## Exercise
Show all lines from the material that carry the word "finish".

● ● ●

PR #130, opened 2020-08-15
New Module: win_domain_ou

zollo:
##### SUMMARY
The win_domain_ou module manages Active Directory Organizational Units (OUs).

##### ISSUE TYPE
- New Module Pull Request

##### COMPONENT NAME
win_domain_ou

##### ADDITIONAL INFORMATION


plugins/modules/win_domain_ou.ps1
```diff
@@ -0,0 +1,197 @@
...
+        if ($Object.properties.city) { $parms.City = $Object.properties.city }
+        if ($Object.properties.state) { $parms.State = $Object.properties.state }
+        if ($Object.properties.street_address) { $parms.StreetAddress = $Object.properties.street_address }
+        if ($Object.properties.postal_code) { $parms.PostalCode = $Object.properties.postal_code }
+        if ($Object.properties.country) { $parms.Country = $Object.properties.country }
+        if ($Object.properties.managed_by) { $parms.ManagedBy = $Object.properties.managed_by }
+    }
+
+    # convert to psobject & return
+    return New-Object psobject -Property $parms
```
jborean93, line 79: Just a nitpick here but you can just use the `[PSCustomObject]` "cast"

```suggestion
    [PSCustomObject]$parms
```

plugins/modules/win_domain_ou.ps1
```diff
@@ -0,0 +1,197 @@
...
+        Try { New-ADOrganizationalUnit @parms -ProtectedFromAccidentalDeletion $protected -WhatIf:$check_mode }
+        Catch { $module.FailJson("Failed to create organizational unit: $($_.Exception.Message)") }
+    }
+
+    # ou exists, update object
+    if ($current_ou) {
+        Try { Set-ADOrganizationalUnit -Identity "OU=$name,$path" @parms -WhatIf:$check_mode }
+        Catch {
+            $module.Result.debug = $parms
+            $module.FailJson("Failed to update organizational unit: $($_.Exception.Message)") }
```
jborean93, line 142: Should add `$_` as a 2nd argument to `FailJson` so the stacktrace isn't lost when using a higher verbosity in Ansible.

plugins/modules/win_domain_ou.py
```diff
@@ -0,0 +1,174 @@
...
+        l(protected=true), you cannot delete the corresponding object without
+        changing the value of the property.
+    type: bool
+    default: false
+  path:
+    description:
+      - Specifies the X.500 path of the OU or container where the new object is
+        created.
+    type: str
+    required: true
```
jborean93, line 37: I feel like the path shouldn't be required, couldn't we have the default as the base OU for the domain? I'm not too familiar with best practices here so please correct me if I'm wrong.

plugins/modules/win_domain_ou.py
```diff
@@ -0,0 +1,174 @@
...
+    type: str
+    default: present
+    choices: [ present, absent ]
+  recursive:
+    description:
+      - Removes the OU and any child items it contains.
+      - You must specify this parameter to remove an OU that is not empty.
+    type: bool
+    default: false
+  properties:
```
jborean93, line 55: Should be a custom list of properties we know off or just directly mapped to the LDAP property name. We do the latter for some other domain modules in Ansible and it makes it more flexible in the future.

plugins/modules/win_domain_ou.py
```diff
@@ -0,0 +1,174 @@
...
+      - Specifies the desired state of the OU.
+      - When l(state=present) the module will attempt to create the specified
+        OU if it does not already exist.
+      - When l(state=absent), the module will remove the specified OU.
+      - When l(state=absent) and l(recursive=true), the module will remove all
+        the OU and all child OU's.
+    type: str
+    default: present
+    choices: [ present, absent ]
+  recursive:
```
jborean93, line 49: I'm torn with this one, we don't need to specify `recursive: yes` for `win_file` when deleting a directory. Was there a particular reason why you you decided to have this as an opt-in behaviour?

jborean93 (commented):
Just had a brief skim and left some comments inline. It would also be nice to support a `domain_server`, `domain_username`, and `domain_password` options to provide a way to set them explicitly.

plugins/modules/win_domain_ou.py
joezollo: Agreed! Will get this implemented!

plugins/modules/win_domain_ou.py
joezollo: I think this is a great idea, if the user doesn't provide a path we can just use the base path for the domain and create objects there. So if we want to create a new OU called "AnsibleFest" in the domain test.ansible.com, our distinguished name would be **OU=AnsibleFest,DN=test,DN=ansible,DN=com**

```yaml
- name: Ensure OU is present
  community.windows.win_domain_ou:
    name: AnsibleFest
```

plugins/modules/win_domain_ou.py
joezollo: This was done mainly out of caution - I wanted to be absolutely sure that the intent of the user is to perform a recursive delete operation. I'm not opposed to changing it at all.

jborean93: I'll bring it up in the next windows working group and see what the general consensus is on this.

jborean93: So the windows working group decided on not having this option and to always use the `-Recursive` switch on the remove parameter.

joezollo: @jborean93 Sounds good, i'll kill this option - refactor in progress!

git-cgallagher: Would we want to kill this option or just default it to true?

dcardellino:
any update on this? would be very useful for our company to have that feature.

zollo:
> any update on this? would be very useful for our company to have that feature.

I'll have some time to finish this up in the coming week or so. Sorry! The module works fine now but I want to have it align better with Ansible's design.

plugins/modules/win_domain_ou.py
gamethis: I would say you just set the default to True if that is what the group wanted... though the safe way would be to default to False.  
In large environments with nested OU's deleting everything recursively by default sounds like a bad idea.   but having the option to not do recursive allows the user to make the choice.

gamethis:
if @zollo is not going to finish this up ... I would be happy to give it a second go.
I need some updates for it to work... and can incorporate those in.

jborean93:
Closing due to the age of the PR. If someone wishes to continue with the work they can submit a new PR with the changes requested added in.

Issue #133, opened 2020-08-20
Inbound and outbound action in win_firewall module.


sakar97:
##### SUMMARY

Currently, the win_firewall module does not manage inbound and outbound action, whether allow inbound rules or block them and similar for outbound actions.

##### ISSUE TYPE
- Feature Idea

##### COMPONENT NAME

win_firewall
##### ADDITIONAL INFORMATION

```yaml
- name: Enable firewall for Domain, Public and Private profiles and block outbound actions
  community.windows.win_firewall:
    state: enabled
    profiles:
    - Domain
    - Private
    - Public
    inbound: allow
    outbound: block
  tags: enable_firewall
```

jborean93:
Was implemented with https://github.com/ansible-collections/community.windows/pull/136.

PR #136, opened 2020-08-27
New feature support inbound,outbound connection in win_firewall module.

sakar97:
##### SUMMARY

#133 
Added a new feature of inbound, outbound connections that allow the user to either block or allow the connection in windows firewall.

##### ISSUE TYPE

- Feature Pull Request
##### ADDITIONAL INFORMATION

Added two parameters with inbound, outbound which takes the value as allow and block.

```paste below
- name: Enable firewall for Domain profile and block outbound connections
  win_firewall:
    profiles: Domain
    state: enabled
    outbound: block
  tags: block_connection
```

### DIFF
--- a/changelogs/fragments/win_firewall_action.yml
+++ b/changelogs/fragments/win_firewall_action.yml
@@ -1,0 +1,2 @@
+minor_changes:
+- win_firewall - Support inbound, outbound connection in windows firewall.
--- a/changelogs/fragments/win_firewall_action.yml
+++ b/changelogs/fragments/win_firewall_action.yml
@@ -1,3 +1,2 @@
 minor_changes:
-- win_firewall - Support inbound, outbound connection in windows firewall.
-- win_firewall - By default inbound connections are block and outbound connections are allow.
+- win_firewall - Support defining the default inbound and outbound action of traffic in Windows firewall
--- a/changelogs/fragments/win_firewall_action.yml
+++ b/changelogs/fragments/win_firewall_action.yml
@@ -1,2 +1,3 @@
 minor_changes:
 - win_firewall - Support inbound, outbound connection in windows firewall.
+- win_firewall - By default inbound connections are block and outbound connections are allow.
--- a/changelogs/fragments/win_firewall_action.yml
+++ b/changelogs/fragments/win_firewall_action.yml
@@ -1,2 +1,2 @@
 minor_changes:
-- win_firewall - Support defining the default inbound and outbound action of traffic in Windows firewall
+- win_firewall - Support defining the default inbound and outbound action of traffic in Windows firewall.
--- a/plugins/modules/win_firewall.ps1
+++ b/plugins/modules/win_firewall.ps1
@@ -13,15 +13,15 @@ $check_mode = Get-AnsibleParam -obj $params -name "_ansible_check_mode" -type "b
 
 $profiles = Get-AnsibleParam -obj $params -name "profiles" -type "list" -default @("Domain", "Private", "Public")
 $state = Get-AnsibleParam -obj $params -name "state" -type "str" -failifempty $true -validateset 'disabled','enabled'
-$inbound = Get-AnsibleParam -obj $params -name "inbound" -type "str" -default "Block"
-$outbound = Get-AnsibleParam -obj $params -name "outbound" -type "str" -default "Allow"
+$inbound_action = Get-AnsibleParam -obj $params -name "inbound_action" -type "str" -default "block" -validateset 'allow','block'
+$outbound_action = Get-AnsibleParam -obj $params -name "outbound_action" -type "str" -default "allow" -validateset 'allow','block'
 
 $result = @{
     changed = $false
     profiles = $profiles
     state = $state
-    inbound = $inbound
-    outbound = $outbound
+    inbound_action = $inbound_action
+    outbound_action = $outbound_action
 }
 
 try {
@@ -36,9 +36,10 @@ Try {
 
     ForEach ($profile in $firewall_profiles) {
 
-        $currentstate = (Get-NetFirewallProfile -Name $profile).Enabled
-        $current_inboundaction = (Get-NetFirewallProfile -Name $profile).DefaultInboundAction
-        $current_outboundaction = (Get-NetFirewallProfile -Name $profile).DefaultOutboundAction
+        $current_profile = Get-NetFirewallProfile -Name $profile
+        $currentstate = $current_profile.Enabled
+        $current_inboundaction = $current_profile.DefaultInboundAction
+        $current_outboundaction = $current_profile.DefaultOutboundAction
         $result.$profile = @{
             enabled = ($currentstate -eq 1)
             considered = ($profiles -contains $profile)
@@ -56,14 +57,14 @@ Try {
                 $result.changed = $true
                 $result.$profile.enabled = $true
             }
-            if ($inbound -ne $current_inboundaction) {
-                Set-NetFirewallProfile -name $profile -DefaultInboundAction $inbound
-                $result.inbound = $inbound
+            if ($inbound_action -ne $current_inboundaction) {
+                Set-NetFirewallProfile -name $profile -DefaultInboundAction $inbound_action -WhatIf:$check_mode
+                $result.inbound_action = $inbound_action
                 $result.changed = $true
             }
-            if ($outbound -ne $current_outboundaction) {
-                Set-NetFirewallProfile -name $profile -DefaultOutboundAction $outbound
-                $result.outbound = $outbound
+            if ($outbound_action -ne $current_outboundaction) {
+                Set-NetFirewallProfile -name $profile -DefaultOutboundAction $outbound_action -WhatIf:$check_mode
+                $result.outbound_action = $outbound_action
                 $result.changed = $true
             }
 
--- a/plugins/modules/win_firewall.ps1
+++ b/plugins/modules/win_firewall.ps1
@@ -13,8 +13,8 @@ $check_mode = Get-AnsibleParam -obj $params -name "_ansible_check_mode" -type "b
 
 $profiles = Get-AnsibleParam -obj $params -name "profiles" -type "list" -default @("Domain", "Private", "Public")
 $state = Get-AnsibleParam -obj $params -name "state" -type "str" -failifempty $true -validateset 'disabled','enabled'
-$inbound_action = Get-AnsibleParam -obj $params -name "inbound_action" -type "str" -validateset 'allow','block', 'not_configured'
-$outbound_action = Get-AnsibleParam -obj $params -name "outbound_action" -type "str" -validateset 'allow','block', 'not_configured'
+$inbound_action = Get-AnsibleParam -obj $params -name "inbound_action" -type "str" -validateset 'allow','block','not_configured'
+$outbound_action = Get-AnsibleParam -obj $params -name "outbound_action" -type "str" -validateset 'allow','block','not_configured'
 
 $result = @{
     changed = $false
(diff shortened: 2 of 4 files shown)


plugins/modules/win_firewall.ps1
```diff
@@ -33,6 +37,8 @@ Try {
     ForEach ($profile in $firewall_profiles) {
 
         $currentstate = (Get-NetFirewallProfile -Name $profile).Enabled
+        $current_inboundaction = (Get-NetFirewallProfile -Name $profile).DefaultInboundAction
+        $current_outboundaction = (Get-NetFirewallProfile -Name $profile).DefaultOutboundAction
```
jborean93, line 41: You are calling `Get-NetFirewallProfile` 3 times here, call it once and set each var from there

```suggestion
        $current_profile = Get-NetFirewallProfile -Name $profile
        $currentstate = $current_profile.Enabled
        $current_inboundaction = $current_profile.DefaultInboundAction
        $current_outboundaction = $current_profile.DefaultOutboundAction
```

changelogs/fragments/win_firewall_action.yml
```diff
@@ -0,0 +1,2 @@
+minor_changes:
+- win_firewall - Support inbound, outbound connection in windows firewall.
```
jborean93, line 2: I think this needs to be expanded a bit more to state this is the default action for inbound/outbound connection

plugins/modules/win_firewall.ps1
```diff
@@ -13,11 +13,15 @@ $check_mode = Get-AnsibleParam -obj $params -name "_ansible_check_mode" -type "b
 
 $profiles = Get-AnsibleParam -obj $params -name "profiles" -type "list" -default @("Domain", "Private", "Public")
 $state = Get-AnsibleParam -obj $params -name "state" -type "str" -failifempty $true -validateset 'disabled','enabled'
+$inbound = Get-AnsibleParam -obj $params -name "inbound" -type "str" -default "Block"
```
jborean93, line 16: I would probably lean more towards the option names being `inbound_action` and `outbound_action`. Removes any ambiguity as to what the option is actually for. Also

* The values should be lowercase, i.e. `block` and `allow`
* You should add `-validateset 'allow', 'block` so Ansible validates the input for you.

It also seems like we should have `not_configured` to allow people wanting to use GPO for this object.

plugins/modules/win_firewall.ps1
```diff
@@ -13,11 +13,15 @@ $check_mode = Get-AnsibleParam -obj $params -name "_ansible_check_mode" -type "b
...
+$outbound = Get-AnsibleParam -obj $params -name "outbound" -type "str" -default "Allow"
 
 $result = @{
     changed = $false
     profiles = $profiles
     state = $state
+    inbound = $inbound
```
jborean93, line 23: Same this should match the option name so I would change it to `inbound_action` and `outbound_action`.

plugins/modules/win_firewall.ps1
```diff
@@ -50,6 +56,16 @@ Try {
                 $result.changed = $true
                 $result.$profile.enabled = $true
             }
+            if ($inbound -ne $current_inboundaction) {
+                Set-NetFirewallProfile -name $profile -DefaultInboundAction $inbound
```
jborean93, line 60: Need to add `-WhatIf:$check_mode`

plugins/modules/win_firewall.ps1
```diff
@@ -50,6 +56,16 @@ Try {
...
+                $result.inbound = $inbound
+                $result.changed = $true
+            }
+            if ($outbound -ne $current_outboundaction) {
+                Set-NetFirewallProfile -name $profile -DefaultOutboundAction $outbound
```
jborean93, line 65: Need to add `-WhatIf:$check_mode`

jborean93 (changes requested):

plugins/modules/win_firewall.py
```diff
@@ -46,6 +58,12 @@
     profiles:
     - Domain
   tags: disable_firewall
+- name: Enable firewall for Domain profile and block outbound connections
+  win_firewall:
```
jborean93, line 62: Examples should use the fully qualified module name

```suggestion
  community.windows.win_firewall:
```

plugins/modules/win_firewall.ps1
```diff
@@ -13,11 +13,15 @@ $check_mode = Get-AnsibleParam -obj $params -name "_ansible_check_mode" -type "b
 
 $profiles = Get-AnsibleParam -obj $params -name "profiles" -type "list" -default @("Domain", "Private", "Public")
 $state = Get-AnsibleParam -obj $params -name "state" -type "str" -failifempty $true -validateset 'disabled','enabled'
+$inbound_action = Get-AnsibleParam -obj $params -name "inbound_action" -type "str" -default "block" -validateset 'allow','block'
```
jborean93, line 16: Should we have a default value, right now if people don't define it then the module will block the connection whereas before it just ignored the value. Sounds like we don't want a default and to only do the check if it's defined. We should also add `not_configured` as an option as the underlying cmdlet supports this. You would need a switch to convert the snake_case to the PascalCase the cmdlets expect but that shouldn't be too hard.

plugins/modules/win_firewall.ps1
```diff
@@ -13,11 +13,15 @@ $check_mode = Get-AnsibleParam -obj $params -name "_ansible_check_mode" -type "b
...
+$outbound_action = Get-AnsibleParam -obj $params -name "outbound_action" -type "str" -default "allow" -validateset 'allow','block'
 
 $result = @{
     changed = $false
     profiles = $profiles
     state = $state
+    inbound_action = $inbound_action
```
jborean93, line 23: While you can keep it, I personally try to avoid returning the same data that the user already knows. If the module is converted to the newer Ansible.Basic.AnsibleModule wrapper than module invocation data is added by default. Return values should be reserved for data that is generated by the module or information the user may not know already. Anything else is mostly just historical behaviour before we tried to make that policy.

changelogs/fragments/win_firewall_action.yml
```diff
@@ -0,0 +1,3 @@
...
```
jborean93, line 2: Just keep the 1 entry here, the original comment was around making it a bit more descriptive as to what was actually added. Right now seeing `inbound, outbound connection` is a bit vague in what it does. The entry should state something like

> win_firewall - Support defining the default inbound and outbound action of traffic in Windows firewall

plugins/modules/win_firewall.ps1
sakar97: Yes, but the profile and state are also returning which is passed by the user and the user already knows about it, which is why I returned inbound/outbound actions.  Thanks for the explanation though. Really helpful

plugins/modules/win_firewall.ps1
```diff
@@ -50,7 +55,20 @@ Try {
                 $result.changed = $true
                 $result.$profile.enabled = $true
             }
-
+            if($null -ne $inbound_action) {
+                $inbound_action = (Get-Culture).TextInfo.ToTitleCase(($inbound_action.ToLower() -replace "_", " ")) -replace " ", ""
```
jborean93, line 59: You should do `[Globalization.CultureInfo]::InvariantCulture.TextInfo.ToTitleCase(...)` here and below to ensure it always replaces `not_configured` to the proper value. This ensures that regardless of the actual Locale set the operation will be the same which we know to work. Also you can condense the replace into just 1 call

```suggestion
                $inbound_action = [Globalization.CultureInfo]::InvariantCulture.TextInfo.ToTitleCase($inbound_action.ToLower()) -replace '_', ''
```

plugins/modules/win_firewall.ps1
```diff
@@ -50,7 +55,20 @@ Try {
...
+                if ($inbound_action -ne $current_inboundaction) {
+                  Set-NetFirewallProfile -name $profile -DefaultInboundAction $inbound_action -WhatIf:$check_mode
+                  $result.changed = $true
+                }
+            }
+            if($null -ne $outbound_action) {
+                $outbound_action = (Get-Culture).TextInfo.ToTitleCase(($outbound_action.ToLower() -replace "_", " ")) -replace " ", ""
+                if ($null -ne $outbound_action -and $outbound_action -ne $current_outboundaction) {
```
jborean93, line 67: No need for the `$null -ne $outbound_action` check as you've already got this in the higher if statement

```suggestion
                if ($outbound_action -ne $current_outboundaction) {
```

plugins/modules/win_firewall.py
```diff
@@ -24,6 +24,18 @@
     - Set state of firewall for given profile.
     type: str
     choices: [ disabled, enabled ]
+  inbound_action:
+    description:
+    - Allow or block inbound network traffic in the profile.
+    - NotConfigured is valid when configuring a GPO.
+    type: str
+    choices: [ allow, block, not_configured ]
```
jborean93, line 32: This is a new option and should have `version_added: 1.1.0`

plugins/modules/win_firewall.py
```diff
@@ -24,6 +24,18 @@
...
+  outbound_action:
+    description:
+    - Allow or block inbound network traffic in the profile.
+    - NotConfigured is valid when configuring a GPO.
+    type: str
+    choices: [ allow, block, not_configured ]
```
jborean93, line 38: This is a new option and should have `version_added: 1.1.0`

plugins/modules/win_firewall.py
```diff
@@ -24,6 +24,18 @@
     - Set state of firewall for given profile.
     type: str
     choices: [ disabled, enabled ]
+  inbound_action:
+    description:
+    - Allow or block inbound network traffic in the profile.
```
jborean93, line 29: Make sure the values specified match up with the actual choices. Also whenever you reference a value it should be enclosed in `C()`, e.g. `Set to C(allow) or C(block) inbound network traffic in the profile.`

plugins/modules/win_firewall.py
```diff
@@ -24,6 +24,18 @@
...
+    - NotConfigured is valid when configuring a GPO.
```
jborean93, line 30: Same here should match the actual choice and enclosed with `C()`, e.g. `C(not_configured) is valid when configuring a GPO.`

plugins/modules/win_firewall.py
```diff
@@ -46,6 +58,12 @@
     profiles:
     - Domain
   tags: disable_firewall
+- name: Enable firewall for Domain profile and block outbound connections
```
jborean93, line 61: Make sure you have an empty line between this example and the preview one

sakar97:
Why test cases are getting skipped and for windows 2016/2019 it is unstable?

jborean93:
They are getting skipped for 2012/2012 R2 because that's what the test is configured to do https://github.com/ansible-collections/community.windows/blob/main/tests/integration/targets/win_firewall/aliases#L2-L3. My guess is the cmdlets used in this module are only available on PowerShell 5.1 or Server 2016+.

The tests are unstable because they fail once then on the rerun they work fine. Have a look at the output for one of the tests to see why it's failing https://app.shippable.com/github/ansible-collections/community.windows/runs/536/24/console. We can see this particular task is failing because your assertion isn't correct.

```
03:45 TASK [win_firewall : Turn on Windows Firewall on Domain with block inbound connection] ***
03:48 changed: [windows-2019] => {"Domain": {"considered": true, "currentstate": 1, "enabled": true}, "Private": {"considered": false, "currentstate": 1, "enabled": true}, "Public": {"considered": false, "currentstate": 1, "enabled": true}, "changed": true, "profiles": "Domain", "state": "enabled"}
03:48 
03:48 TASK [win_firewall : Test firewall_domain_on (normal mode)] ********************
03:48 fatal: [windows-2019]: FAILED! => {
03:48     "assertion": "firewall_domain_on is not changed",
03:48     "changed": false,
03:48     "evaluated_to": false,
03:48     "msg": "Assertion failed"
03:48 }
```

sakar97:
Hey, Thanks for the detailed explanation. I miss that error part though and was expecting some other results from the shippable.

jborean93 (approved):
Looks great, thanks for implementing this change.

● ● ●

## Output for this exercise
I'll have some time to finish this up in the coming week or so. Sorry! The module works fine now but I want to have it align better with Ansible's design.
if @zollo is not going to finish this up ... I would be happy to give it a second go.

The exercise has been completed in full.